Exercise details ▸ Copy out exactly the stretch of the listing below that begins at the line containing "While the logic" and ends at the line containing "In summary, I", and copy nothing outside it.

Exercise data ▸
________________
PR #4629, opened 2026-03-12
feat: P2P Resource manager with predefined profiles via CLI option

### LINKED ISSUE #421: Leverage libp2p's Network Resource Manager for net-node
The feature was introduced in v0.18 of libp2p. Documentation: https://github.com/libp2p/go-libp2p-resource-manager/blob/master/README.md. Why? Be aware of & handle resource accounting and limits.

alexmylonas:
## Relevant issue(s)

Resolves #421
Depends on https://github.com/sourcenetwork/go-p2p/pull/22

## Description
This PR integrates the libp2p resource manager into DefraDB's P2P networking stack, by providing two distinct profile (`limited` & `server`) options via `--resource-profile` CLI flag. 

### `limited` profile
Targeting hardware constraint nodes by pinning limits to half of the baseline, for system, transient and peer connections and streams.

### `server` profile
Adds reasonable limits only to `Peer` connections to ensure fairness and avoid peer monopolization of resources 

### no profile
Fallbacks to existing autoscale resource manager as provided by libp2p.

## Tasks

## How has this been tested?

Added unit tests for profile setting and showcasing limit hits for connections and peers

- MacOS


node/resource_manager.go
```diff
@@ -0,0 +1,96 @@
...
+	ResourceProfileLimited = "limited"
+	// ResourceProfileServer only applies limits per-peer, rest is autoscaled
+	ResourceProfileServer = "server"
+)
+
+// resourceProfiles maps profile names to their PartialLimitConfig overrides.
+var resourceProfiles = map[string]rcmgr.PartialLimitConfig{
+	ResourceProfileLimited: {
+		System: rcmgr.ResourceLimits{
+			ConnsInbound:    32,
```
alexmylonas: The limits from `limited` are practically half of the baseline that the underlying p2p defaults to.

While i used my best judgement, I leave to maintainers to propose limits that might make more sense for use cases.

We can also entertain the idea of even more stricter profile for edges nodes that might connect to 1-2 peers.

node/resource_manager.go
```diff
@@ -0,0 +1,96 @@
...
+			ConnsOutbound:   4,
+			Conns:           4,
+			StreamsInbound:  64,
+			StreamsOutbound: 128,
+			Streams:         128,
+			Memory:          64 << 20,
+		},
+	},
+	ResourceProfileServer: {
+		PeerDefault: rcmgr.ResourceLimits{
```
alexmylonas: Imo, `server` profile settings should be uncapped to leverage the autoscale depending on the hardware but pinning reasonable (and generous) limits at the peer level to provide peer fairness and protect against monopolization.

go.mod
```diff
@@ -466,3 +466,5 @@ require (
 )
 
 replace github.com/wlynxg/anet => github.com/sourcenetwork/anet v0.0.0-20250417190629-7c87cba7799e
+
+replace github.com/sourcenetwork/go-p2p => github.com/alexmylonas/go-p2p v0.0.0-20260310235021-0e7341cfd30b
```
alexmylonas: TODO: remove after https://github.com/sourcenetwork/go-p2p/pull/22 has been merged and tagged.

node/resource_manager.go
```diff
@@ -0,0 +1,96 @@
...
+			Streams:         1024,
+			Memory:          128 << 20,
+		},
+	},
+}
+
+// buildResourceManager constructs a resource manager from the given profile name.
+// If profile is empty, nil is returned and go-p2p will use libp2p's autoscaled defaults.
+func buildResourceManager(profile string) (network.ResourceManager, error) {
+	if profile == "" {
```
reecepbcups: This is already guarded for via `if ResourceProfile != ""` right?

cli/config/config.go
```diff
@@ -62,6 +62,7 @@ var ConfigFlags = map[string]string{
 	"peers":                      "net.peers",
 	"p2paddr":                    "net.p2paddresses",
 	"no-p2p":                     "net.p2pdisabled",
+	"resource-profile":           "net.resourceprofile",
```
reecepbcups, line 65: UX nit: I do not see any input validation at the CLI level (i.e. --resource-profile=typo would pass al the way to buildResourceManager at startup before erroring.)

node/resource_manager.go
reecepbcups: With inbound=32 and outbound=64, setting Conns=64 means if all 64 slots are taken by outbound, zero inbound can connect right? This would mean Conns needs to be 96 (same pattern for streams)

alexmylonas: Yes, this is accurate, the intent behind it is outbound prioritisation over inbound, the libp2p follows the same pattern for their [defaults](https://github.com/libp2p/go-libp2p/blob/67f4f585fbdb16dd801d6c6c9010b8fa2917cfc0/p2p/host/resource-manager/limit_defaults.go#L663).

**For connections:**
If a node is so busy that requires 64 outbound connections, rejecting new inbound conns could be a reasonable back pressure, this depends of course on the use case. 

In addition, the `connectionManager` should be the primarily enforcement mechanism for connections, as is responsible for trimming connections when they reach above the high watermark, however I mentioned [here](https://github.com/sourcenetwork/go-p2p/pull/22#discussion_r2915234158) that if the limits are higher than connectionManager's lo/hi, it wont be in effect. 

It would also interesting to allow customization of those lo/hi watermarks as well but this could be a followup.

**For streams:** 
While the logic is similar for streams the limits seem generous with an average 16streams/connection. 

**Memory**
Finally, an important consideration is how much memory each connection consumes with limit of 128MB: 
The averages: 
- `Conns: 64`:  ~2MB per connection
- `Conns: 96`:  ~1.34MB per connection
Note: I ran some over the counter memory profiling with 6 GossipSub topics averaging around  ~300KB per connection (only accounting Go's heap though) so 96 connection can be well below the limit.

In summary, I am ok with with increasing the total connections so that inbound+outbound = connections (and the streams more for consistency though). I am updating the rest of field to match this pattern.

nitpick: there is a convention around network configuration numbers to be powers of 2 but it doesn't seem to have have any practical impact.

Let me know if you think differently.

node/resource_manager.go
alexmylonas: Yes, and I think I agree that this function shouldn't enforce business logic.

You either pass a valid predefined profile or you get an error.

cli/config/config.go
alexmylonas: Yes, that's correct.

In general, I can see there is limited content validation for input namely, `peers` or `document-acp-type` which is closer to the input format, both fail downstream. 

I would be happy to add it if there is strong preference.

go.mod
reecepbcups: v0.10.0 is now tagged

fredcarle: Sorry for the mistake on the tag. v0.1.10 is now ready :)

cli/start.go
```diff
@@ -284,6 +285,11 @@ func MakeStartCommand(ctx context.Context) *cobra.Command {
 		cfg.GetBool(config.ConfigFlags["no-p2p"]),
 		"Disable the peer-to-peer network synchronization system",
 	)
+	cmd.PersistentFlags().String(
+		"resource-profile",
+		cfg.GetString(config.ConfigFlags["resource-profile"]),
+		"Set the resource manager profile for the p2p network (supported: limited, server) (default \"\")",
```
fredcarle: suggestion: No need to specify the default here as you've already done that in `config/config.go` and the docs will pick up on that automatically.

cli/config/config.go
fredcarle: I think what you did is fine given the state of the `start` function. Although I don't think you should try to add validation specifically for the `resource-profile` flag, I would be curious to know what approach you would take to validate all the possible inputs to the start function generally.

node/resource_manager.go
```diff
@@ -0,0 +1,92 @@
...
+			Memory:          128 << 20,
+		},
+	},
+}
+
+// buildResourceManager constructs a resource manager from the given profile name.
+func buildResourceManager(profile string) (network.ResourceManager, error) {
+	partial, ok := resourceProfiles[profile]
+	if !ok {
+		return nil, fmt.Errorf("unknown resource profile %q: valid values are %q, %q",
```
fredcarle: nitpik: If you look at the `node/store.go` you'll see that we have a specific way of returning new errors. Errors are defined in the `errors.go` file (we do this in almost all packages) and dynamic values associated with the errors are displayed as kv pairs. This allows the errors to be consistantly recognizable regardless of the dynamic nature of the message that can be provided to users.

node/resource_manager.go
fredcarle, line 1: thougth: Now that I see it I regret my choice of option A2 😅. To be fair the code here is correct and I think the different limits are reasonable.

I didn't consider that `rcmgr` was going to be the resource manager from `libp2p` itself. The reason for `go-p2p` to exist is to try to isolate Defra from the specifics of `libp2p` itself and simply require that the p2p stack used implements the `client/Host` interface. This would allow users to provide their own p2p implementation (something other than `libp2p`) if they wanted to. This means that the code in the file should be moved to `go-p2p`.

I think it's fine for `go-p2p` to define these different resource profiles even though they are technically made for Defra. They are optional though and sensible so it makes sense, in my view, for them to exists over there. Also, given that `go-p2p` is made explicitly with `libp2p`, it's totally ok for the `WithResourceManager` option to continue existing in its current form. We would also have a `WithResourceProfile` option.

alexmylonas: Yes, I agree that importing a specific library of `libp2p` could create a lock-in, I should have pushed harder for A1 myself :)

So what we are thinking is leave the `WithResourceManager` in `go-p2p` if some1 needs something custom they can add it via defradb code, by adding a line and building a `ResourceManager` which would allow customization.

Add `WithResourceProfile` to `go-p2p` and move the code from `resource-manager.go` there and just a pass a profile `string` downstream. 

---

There is also a third alternative but with less direct control over specifics limits. Instead of using a profile we can define a memory limit for p2p like `MaxMemory`, then we can derive specific limits from that i.e. 1 connection per 1 MB. 

Very similarly to how kubo handles it by defining the user inputs [here](https://github.com/ipfs/kubo/blob/9c4e2683e00995533eb374771fd574ec5b4a002f/config/swarm.go#L116) and deriving some limits based on memory and FD [here](https://github.com/ipfs/kubo/blob/9c4e2683e00995533eb374771fd574ec5b4a002f/core/node/libp2p/rcmgr_defaults.go#L37)

So `defradb` will pass options via `WithResourceLimits` and go-p2p will translate to libp2p specifics.

What do you think?

fredcarle: I like that third option. It makes it nicely applicable to any other p2p implementation also.

cli/config/config.go
alexmylonas: Imo, letting variables failing downstream at the package level instead of having a central validation isn't a bad direction and provides separation of concerns. 

However, if we were to pursue that, I would add a `Validate` method to the `NodeOptions` which would run inside `New()` to do validation for all values related to `node`. 

In addition, there are some `cfg` values not related to `node` like `log.level` which right now are not validated, so probably a `Validate(cfg)` for those to be run at the end of `PersistentPreRunE`

node/resource_manager.go
alexmylonas: Sounds good, so the plan changes: 

- We are creating `WithResourceLimits` in `go-p2p`, accepting a `ResourceLimits{MaxMemory, MaxFileDescriptors}` struct
- `go-p2p` is translating/deriving connections limits from input and building the libp2p resource manager
- In `defradb`, we are calling `WithResourceLimits` instead of `WithResourceManager` 

Some open questions related to `defradb` inputs:
- [ ] Do we want to allow users to also specify `MaxMemoryPerPeer` (and FD) ? 
- [ ] Do we still want to use the profiles instead of something like `--p2p-max-memory` ? I think at this point it only make sense if we allow `MaxMemoryPerPeer` (server profile)
- [ ] If we use `--p2p-max-memory` flag are we going accept raw bytes or humanize form like 4GiB

fredcarle: I think we can keep it simple for now and see what feedback we get from users. If it turns out that fine tuning is necessary then we can revisit this at that time.

cli/start.go
alexmylonas: I removed as it doesn't have a significant contextual meaning but it's not picked but it's not picked up automatically cause it's the zero value. If the default value was `limited` it would have been picked up as expected.

node/resource_manager.go
alexmylonas: good callout, updated!

node/resource_manager.go
alexmylonas: Hi @fredcarle, I have pushed a new PR https://github.com/sourcenetwork/go-p2p/pull/25 in `go-p2p` that moves the Resource Manager there.

DefraDB now only translates resource profile to `ResourceLimits` and passes them downstream.

Let me know what you think!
________________
Result of this task ▸
While the logic is similar for streams the limits seem generous with an average 16streams/connection. 

**Memory**
Finally, an important consideration is how much memory each connection consumes with limit of 128MB: 
The averages: 
- `Conns: 64`:  ~2MB per connection
- `Conns: 96`:  ~1.34MB per connection
Note: I ran some over the counter memory profiling with 6 GossipSub topics averaging around  ~300KB per connection (only accounting Go's heap though) so 96 connection can be well below the limit.

In summary, I am ok with with increasing the total connections so that inbound+outbound = connections (and the streams more for consistency though). I am updating the rest of field to match this pattern.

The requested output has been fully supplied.